Shrinking the Factory

The researchers then introduced argon into the mix. Chemists generally consider this noble gas entirely inert.

Yet inside the pulsing reactor, argon sprang to life. It actively altered the plasma’s chemistry, increasing the density of electrons and slashing the creation of unwanted byproducts. Under these optimized conditions, the liquid products were mostly methanol.

“We also ended up with ethylene, which is a precursor to plastic production, and hydrogen gas, which is an important commodity chemical and a zero-carbon fuel in its own right,” Swearer added. “So, we took methane, which is a very abundant gas, and turned it into methanol along with ethylene, hydrogen and a bit of propane.”
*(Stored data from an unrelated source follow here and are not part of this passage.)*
PR #635, opened 2021-11-03
212 - Case categorisation

ryantk:
## Changes in this PR

- Added ability for a case to be recategorised by the user
- Refactored Support::Category model to be a tree structure to support further nesting of categories in the future.
- Removal of Support::SubCategory

## Screenshots of UI changes

Screen Shot 2021-11-03 at 13 24 52 pm

Screen Shot 2021-11-03 at 13 25 02 pm


ryantk:
[Display of Category / SubCategory](https://trello.com/c/ChelZRbr/212-display-of-category-subcategory)

AndrewCowle (approved):

peterdavidhamilton (changes requested):
We need to add a missing slug to the appropriate YAML category entry for `mfd`, otherwise `CaseCategorisationForm` will error.

peterdavidhamilton:
Is it ok for `govuk-radios__divider` to force `Office supplies` onto two lines?

ryantk:
> We need to add a missing slug to the appropriate YAML category entry for `mfd`, otherwise `CaseCategorisationForm` will error.

Hi Peter can you explain this a bit more for me please, I don't understand.

ryantk:
> @ryantk Is it ok for `.govuk-radios__divider` to force `Office supplies` onto two lines?

good spot

peterdavidhamilton:
We need to support two categories when this is merged and we use the slug to marry up, but the seed data in Supported does not currently have an `mfd` slug to achieve this. Cases for `catering` will work but there other won't and will cause a 500 error because `category_id` will be nil.

peterdavidhamilton:
I'll approve the requested change so it doesn't block you if I get called away.

peterdavidhamilton (approved):

ryantk:
> We need to support two categories when this is merged and we use the slug to marry up, but the seed data in Supported does not currently have an `mfd` slug to achieve this. Cases for `catering` will work but the other won't and will cause a 500 error because `category_id` will be nil.

I get it now. I actually spotted this myself after you put it and my fix above will fix it. I have added mfd slug into the categories seeds too :)

PR #637, opened 2021-11-03
Add user feedback link (Qualtrics)

d-a-v-e:
## Changes in this PR

- Button linking to Qualtrics added to view specifications page
- qualtrics env's `<ENV>_QUALTRICS_SURVEY_URL`'s added to github secrets

### Before

Screenshot 2021-11-03 at 18 29 38

### After

Screenshot 2021-11-03 at 18 29 47

### Next steps

- [x] check page is rendering correctly (supplied screenshots are from the prototype site)


d-a-v-e:
@peterdavidhamilton little unsure where to add this in the changelog, can you sanity check where I've put it?

d-a-v-e:
[Qualtrics survey link](https://trello.com/c/vugnvaW0/766-qualtrics-survey-link)

.env.example
```diff
@@ -16,6 +16,7 @@ REDIS_URL=redis://localhost:6379
 
 # Miscellaneous
 DAYS_A_JOURNEY_CAN_BE_INACTIVE_FOR=30
+QUALTRICS_SURVEY_URL=https://dferesearch.fra1.qualtrics.com/jfe/form/SV_cH0KmiM6qDX3Bye
```
peterdavidhamilton, line 19: Best not include the actual env value here

.env.test
```diff
@@ -33,4 +33,7 @@ DFE_SIGN_IN_API_ENDPOINT=https://test-api.signin.education.gov.uk
 DFE_SIGN_IN_API_SECRET=secret
 
 # Case Management
-PROC_OPS_TEAM=
\ No newline at end of file
+PROC_OPS_TEAM=
+
+# Miscellaneous
+QUALTRICS_SURVEY_URL=https://dferesearch.fra1.qualtrics.com/jfe/form/SV_cH0KmiM6qDX3Bye
```
peterdavidhamilton, line 39: Or here

config/locales/en.yml
```diff
@@ -131,6 +131,10 @@ en:
       next_steps:
         link_text: see what the next steps are.
         text: "Once you have a completed specification, "
+      feedback:
+        title: Giving us feedback
```
peterdavidhamilton, line 135: Can we use keys of `heading`, `body`, `button` please

spec/features/self-serve/journeys/download_spec.rb
```diff
@@ -17,12 +17,18 @@
 
       # journey.specification.header
       expect(find("h1.govuk-heading-xl")).to have_text "Your specification"
+      # journey.specification.feedback.title
+      expect(find("h2.govuk-heading-m")).to have_text "Giving us feedback"
+      # journey.specification.feedback.text
```
peterdavidhamilton, line 22: Would using a `within` block around some assertions improve this?

app/views/specifications/show.html.erb
```diff
@@ -17,5 +17,13 @@
     <%= I18n.t("journey.specification.next_steps.text") %>
     <%= link_to I18n.t("journey.specification.next_steps.link_text"), "/next-steps-#{@journey.category.slug}" %>
   </p>
+  <h2 class="govuk-heading-m">
+    <%= t("journey.specification.feedback.title") %>
+  </h2>
+  <p>
+    <%= t("journey.specification.feedback.text") %>
+  </p>
+  <%= button_to t("journey.specification.feedback.button_text"), ENV.fetch('QUALTRICS_SURVEY_URL'), class: "govuk-button govuk-button--secondary", "data-module" => "govuk-button" %>
```
peterdavidhamilton, line 26: `link_to` should get styled the same, we don't have a test that asserts the value of `QUALTRICS_SURVEY_URL` is being used in the link though. I think that's important.

app/views/specifications/show.html.erb
```diff
@@ -17,5 +17,13 @@
     <%= I18n.t("journey.specification.next_steps.text") %>
     <%= link_to I18n.t("journey.specification.next_steps.link_text"), "/next-steps-#{@journey.category.slug}" %>
   </p>
+  <h2 class="govuk-heading-m">
+    <%= t("journey.specification.feedback.title") %>
```
peterdavidhamilton, line 21: Can we stick with `I8n.t` for consistency for now

peterdavidhamilton (changes requested):
Some pedantry but the feature test coverage of the env is essential

spec/features/self-serve/journeys/download_spec.rb
```diff
@@ -17,16 +17,24 @@
...
       expect(find("p.govuk-body")).to have_text "Your answers have been used to create a specification, which also includes standard rules and regulations. You can go back and edit your answers if needed."
 
-      # journey.specification.next_steps
-      expect(find("article.specification p")).to have_text("Once you have a completed specification,")
-      expect(find("article.specification p")).to have_link("see what the next steps are.", href: "/next-steps-catering")
-
       # journey.specification.download.button
-      expect(find("a.govuk-button")).to have_text "Download (.docx)"
-      expect(find("a.govuk-button")[:role]).to eq "button"
+      expect(find("a.govuk-button:contains('Download (.docx)')")[:role]).to eq "button"
```
d-a-v-e, line 25: @peterdavidhamilton 

Finding the project expectation of these feature specs a tad confusing. I've ended up with this as a result...which looks convoluted to me.

I'd have just relied on the `click_on` further down to confirm this is on the page, but thought If I removed this it would end up not getting a pass in review again.

If I leave it as it is, It clashes with the other `a.govuk-button` .. I suppose I could add another class to distinguish between this lin and the `Give feedback (opens in a new tab)` link but that feels wrong too.

peterdavidhamilton:
@d-a-v-e `CHANGELOG` is fine, it's just because we have been forced to go without a tagged release for a while and have essentially two logs to split now. There is a ticket to tidy and divide the log before a proper release version.

spec/features/self-serve/journeys/download_spec.rb
peterdavidhamilton: You will not find consistency on all the specs yet, which is something we are working towards, it is evident there is a mix of developer approaches in play. My opinion is that the specs should not depend on any code internals and would therefore check against raw strings for example. When asserting page content, start with `expect(page).to` but as complexity increases the goal would be to articulate the key takeaways that the page is trying to achieve. So if there is a particular tag or class being used, consider if there is improved clarity by looking that up. There is a balance and I guess what I'm saying is, be as specific as you need to add value to the test, which is going to depend on the content and structure.

spec/features/self-serve/journeys/download_spec.rb
```diff
@@ -17,16 +17,24 @@
...
+      within "article.specification" do
+        # journey.specification.next_steps
+        expect(page).to have_text("Once you have a completed specification,")
+        expect(page).to have_link("see what the next steps are.", href: "/next-steps-catering")
+        # journey.specification.feedback.heading
+        expect(page).to have_text "Giving us feedback"
+        # journey.specification.feedback.body
+        expect(page).to have_text "Tell us how Get Help Buying for Schools is working for you."
+        # journey.specification.feedback.button
+        expect(page).to have_link("Give feedback (opens in a new tab)", href: "https://dferesearch.fra1.qualtrics.com")
```
peterdavidhamilton, line 36: For example, asserting that the class `govuk-button--secondary` exists on this link would tell me it is different to the other link, and that it is not green. I'd like to see headings get found because then the spec reads like the page and you can tell the structure, I can infer that from the locales comment but only because of the `heading` key.

spec/features/self-serve/journeys/download_spec.rb
peterdavidhamilton: The more appropriate finder for this tag is probably `have_link`

CHANGELOG.md
```diff
@@ -85,6 +85,7 @@ The format is based on [Keep a Changelog 1.0.0].
 - add `skipped_ids` to `Task` to allow users to skip questions
 - add error summary component
 - customise presence validation message
+- provide qualtrics feedback link
```
peterdavidhamilton, line 88: Upon reflection, mentioning `QUALTRICS_SURVEY_URL` would be useful.

peterdavidhamilton (dismissed):
Could you add the `h2`, button class, and remove the byebug history please, then this is good.

peterdavidhamilton (approved):

EdwinKruglov (approved):

PiperS52 (approved):

PR #643, opened 2021-11-05
Enabled skipped specs

AndrewCowle:
## Changes in this PR

- enabled skipped specs


peterdavidhamilton (approved):

db/schema.rb
```diff
@@ -44,7 +45,7 @@
     t.datetime "created_at", precision: 6, default: -> { "CURRENT_TIMESTAMP" }, null: false
     t.datetime "updated_at", precision: 6, default: -> { "CURRENT_TIMESTAMP" }, null: false
     t.integer "journeys_count"
-    t.string "slug"
+    t.string "slug", null: false
```
kennyevil, line 48: I think you might want to watch out for this. It keeps sneaking in so we'll have to do something about it.

kennyevil (changes requested):
Looks good. Just need to remove the schema change on line 48 and this should be good to go.

ryantk (approved):

kennyevil (approved):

Currently, sprawling industrial plants churn out 110 million metric tons of methanol every year. But by swapping towering, heat-intensive machinery for a compact electrical system, the Northwestern researchers envision a future of highly portable chemical production. Shrunken reactors could travel directly to remote or leaky natural gas wells, capping the emissions at the source and instantly transforming the escaping greenhouse gas into a transportable liquid fuel.

“We could treat stranded resources, like leaky well heads that naturally emit methane into the environment,” Swearer explained. “Right now, the way to deal with leaked methane is to light it on fire to turn it into carbon dioxide, which warms the climate less than methane but is still clearly a problem. Instead, we could take a smaller-scale reactor to the place that’s leaking methane and turn it into a transportable liquid fuel.”

The main next steps are improving performance, scaling the reactor, and efficiently separating purified methanol from the product mixture.

The study was published in the Journal of the American Chemical Society.